5 New software, platforms, open data

5.1 New software

5.1.1 DeXMS-Sec

  • Name:
    Data eXchange Mediator Synthesizer - Secure
  • Keywords:
    Internet of things, Middleware protocol interoperability, Edge Computing
  • Functional Description:
    To deal with the high technology diversity of the IoT solutions landscape, we have introduced a systematic solution to the IoT interoperability problem at the middleware layer. We identify common interaction abstractions across the multitude of existing heterogeneous IoT protocols and model them into the DeX (Data eXchange) API & connector model. We further elicit the DeXIDL (Interface Description) language to describe the application interfaces of Things in a common abstract way. Based on DeX and DeXIDL, we introduce an architecture for mediators that can bridge heterogeneous Things and their protocols. The outcome of our overall effort is the DeXMS (Mediator Synthesizer) development & runtime framework, which supports the automated synthesis, deployment and execution of mediators at the edge. DeXMS-Sec is the latest version of DeXMS. This framework is built on top of the DeXMS project and adds support of TLS / DTLS-secured protocols.
  • URL:
  • Contact:
    Nikolaos Georgantas
  • Participants:
    Zakaria Benomar, William Aboucaya, Nikolaos Georgantas, Georgios Bouloukakis, Patient Ntumba Wa Ntumba, Pierre Guillaume Raverdy

6 New results

6.1 The Future of e-Democracy: Analyzing and Optimizing Citizen Participation Platforms

Participants: William Aboucaya, Rafael Angarita, Valérie Issarny.

As e-democracy evolves, online participatory platforms are revolutionizing citizen engagement in public decision making, enabling unprecedented scale and geographic reach. This study delves into the diverse landscape of these platforms, uncovering their unique objectives and challenges through semi-structured interviews with platform administrators. Our analysis reveals critical areas for improvement, particularly in managing large-scale participation and fostering collaborative citizen contributions. We propose innovative solutions, including leveraging machine learning for efficient processing of voluminous inputs and implementing collaborative editing tools to enhance collective decision-making. These advancements promise to transform e-democracy, making it more inclusive, efficient, and impactful. Our findings offer valuable guidance for platform administrators and designers, paving the way for the next generation of digital civic engagement tools.

6.2 Finding Conflicts of Opinion in Citizen Participation Platforms

Participants: William Aboucaya, Oana Balalau, Rafael Angarita, Valérie Issarny.

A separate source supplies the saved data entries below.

PR #309, opened 2026-09-18
Fix some sloppy zeroing and null-termination

fkelava:
For a long time, we knew this game didn't like running specifically under Fahrenheit combined with a native debugger. While checking why, it was unraveled that this had nothing to do with a native debugger per se. Rather, for reasons yet (and probably forever) unknown, this particular environment unraveled our invalid and/or careless behavior.

Per the C# language specification for `stackalloc` (https://learn.microsoft.com/en-us/dotnet/csharp/language-reference/operators/stackalloc):
> The content of the newly allocated memory is undefined. You should initialize it before it's used, either with a stackalloc initializer or a method like [Span<T>.Clear](https://learn.microsoft.com/en-us/dotnet/api/system.span-1.clear).

Also, `u8` literals are not null-terminated, but we were passing them to functions that expect null-terminated strings.

Fixing this restores the capacity to properly boot under pure native debuggers- a prerequisite for #306.


DawnVeilwinter (approved):
I believe the Blake3 hash buffer clears to be unnecessary, but it doesn't hurt either.
Merge at will.

PR #311, opened 2026-09-19
Set version references to `alpha12`

fkelava:
Now that `alpha11` has been published on NuGet, we need to switch the local version refs to the next release so local SDKs do not conflict with the official `alpha11` SDK.


EvelynTSMG (approved):
Admittedly I still find this workflow of bumping the version early weird, but I see no errors in the reasoning.

DawnVeilwinter (approved):
Admittedly I still find this workflow of bumping the version early weird, but I see no errors in the reasoning.

Issue #4788, opened 2025-02-09
Add data streaming support for tools


BrianHung:
### Feature Description

Add the ability for tools to stream data during their execution. This allows tools to send intermediate data or progress updates while they are running, rather than just returning a final result.

The feature adds:
- Split DataStreamWriter into basic and full interfaces
- Add dataStream parameter to tool execution and onToolCall

### Use Cases

Progress updates during long-running tool operations.

### Additional context

https://github.com/vercel/ai-chatbot/blob/main/app/(chat)/api/chat/route.ts

lgrammel:
You can now use preliminary tool results for this: https://github.com/vercel/ai/pull/7987

lgrammel:
## Identify issue type

Identified as **Feature**  
Confidence: **High**

### Rationale
This is an API and behavior enhancement request rather than a failure of existing documented behavior.

### Evidence
- The issue requests a new capability for tools to stream intermediate data or progress updates during execution.
- It proposes API changes such as a dataStream parameter for tool execution and onToolCall.
- A maintainer notes that preliminary tool results now provide this capability via PR #7987.

PR #4789, opened 2025-02-09
feat: add data stream support to tools and use-chat

BrianHung:
#4788

### DIFF
--- a/packages/ai/core/generate-text/run-tools-transformation.ts
+++ b/packages/ai/core/generate-text/run-tools-transformation.ts
@@ -1,8 +1,10 @@
 import { LanguageModelV1StreamPart } from '@ai-sdk/provider';
 import { generateId } from '@ai-sdk/ui-utils';
+import { formatStreamPart } from '@ai-sdk/ui-utils';
 import { Tracer } from '@opentelemetry/api';
 import { ToolExecutionError } from '../../errors';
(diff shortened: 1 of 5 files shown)


packages/ai/core/generate-text/run-tools-transformation.ts
```diff
@@ -133,6 +135,18 @@ export function runToolsTransformation<TOOLS extends ToolSet>({
...
+        writeData(data: unknown) {
+          controller.enqueue(formatStreamPart('data', [data]));
+        },
+        writeMessageAnnotation(annotation: unknown) {
+          controller.enqueue(
+            formatStreamPart('message_annotations', [annotation]),
+          );
+        },
+      };
+
```
lgrammel, line 149: at this stage we do not have a data stream so this goes against the architecture of streamText. agree with the general idea though - but the integration will not be that simple (thought about it quite a bit)

BrianHung: Ah; yeah I was looking at the ai chatbot over the weekend and how it handles custom data. 

Realized being able to write to a custom data stream would be pretty useful for execute and onToolCall, especially for longer tool calls with an api that supports streams.

Tried to find a good DX but yeah couldn’t exactly find best way to integrate data stream into stream text.

aayush-kapoor:

PR #4840, opened 2025-02-11
Modified append-response-messages to prevent exceptions when messages are passed as an empty array

m-rlin:
I am using this function to convert from Core Message to UI Message, and I have modified the code so that no exception occurs even when an empty array is passed to the messages parameter.


aayush-kapoor:

PR #4911, opened 2025-02-17
docs: Update o1-mini capabilities in openai provider to match getting started with o1 page

sandonl:
There are currently conflicting docs between the tables in [OpenAI Providers](https://sdk.vercel.ai/providers/ai-sdk-providers/openai) and [Get Started with o1](https://sdk.vercel.ai/docs/guides/o1) with the former suggesting that using `o1-mini` is capable of object generation and tool usage whereas the latter suggesting it isn't. 

Updates the discrepancy to ensure consistency between these two pages


lgrammel:
@sandonl did you check which one is correct? i.e. if `o1-mini` supports tools / object generation?

nicoalbanese:
Confirmed this is correct. Thanks @sandonl.

nicoalbanese (approved):

PR #4913, opened 2025-02-17
fix (provider/google): Add support for executableCode in Gemini response

BrandonWeng:
Something seems to have changed with the search tool, as it's consistently returning executableCode in the response. SearchGrounding is pretty much unusable for us because of this. More than 90% of the responses return `print(google_search.search(queries=["<original search query>"]))`.

bweng-Cursor-2025-02-17-at-00 28 33@2x

Gemini's doc on Search Grounding, it sounds like search grounding implicitly enables other tools as well now.. 
bweng-Google Chrome-2025-02-17-at-00 59 15@2x

Related to this: https://github.com/vercel/ai/issues/3205


BrandonWeng:
I think they reverted the change

Issue #4744, opened 2025-02-06
useCompletion submit handler not clearing input


nicoalbanese:
### Description

`handleSubmit` supposed to automatically resets the input field but the input field is never reset.
Specifically for `ai/react`

lgrammel:
### Identify issue type

**Identified type: Bug**  
Confidence: High

Rationale: This describes current SDK behavior allegedly contradicting expected or documented behavior, resulting in incorrect UI state.

Evidence:
- The reporter states that `useCompletion` / `ai/react` `handleSubmit` is supposed to automatically reset the input field.
- They report the input field is never reset after submit.

PR #4917, opened 2025-02-17
fix (ui) : useCompletion submit handler not clearing input

JacobRozak:
quick fix for https://github.com/vercel/ai/issues/4744


lgrammel:
Thanks - this needs to be optional (opt in flag on useChat) since it breaks backwards compat, and we need the change for svelte, vue, solid as well

gr2m:
Closing after no follow-up on the requested scope changes. Bug stays tracked in #4744. See our [updated contribution guidelines](https://github.com/vercel/ai/issues/17243). Thanks!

Online citizen participation platforms are powerful democratic tools that allow large numbers of contributors to be involved in public decision-making. However, for large groups of contributors to collaborate, we need to provide tools for users and decision makers to navigate and understand high volumes of content. Towards this goal, we introduce an approach based on natural language processing to detect pairs of contradictory and equivalent proposals in online citizen participation contexts. We apply this approach on two major national citizen consultations: the République Numérique and Revenu Universel d'Activité consultations. We highlight the potential of our method in two use cases. First, our method is a high-quality tool for finding idea communities in online content. Second, we demonstrate that the method improves on the state-of-the-art for finding relevant complementary content for a user, by identifying new relevant views for 76 % of the proposals tested.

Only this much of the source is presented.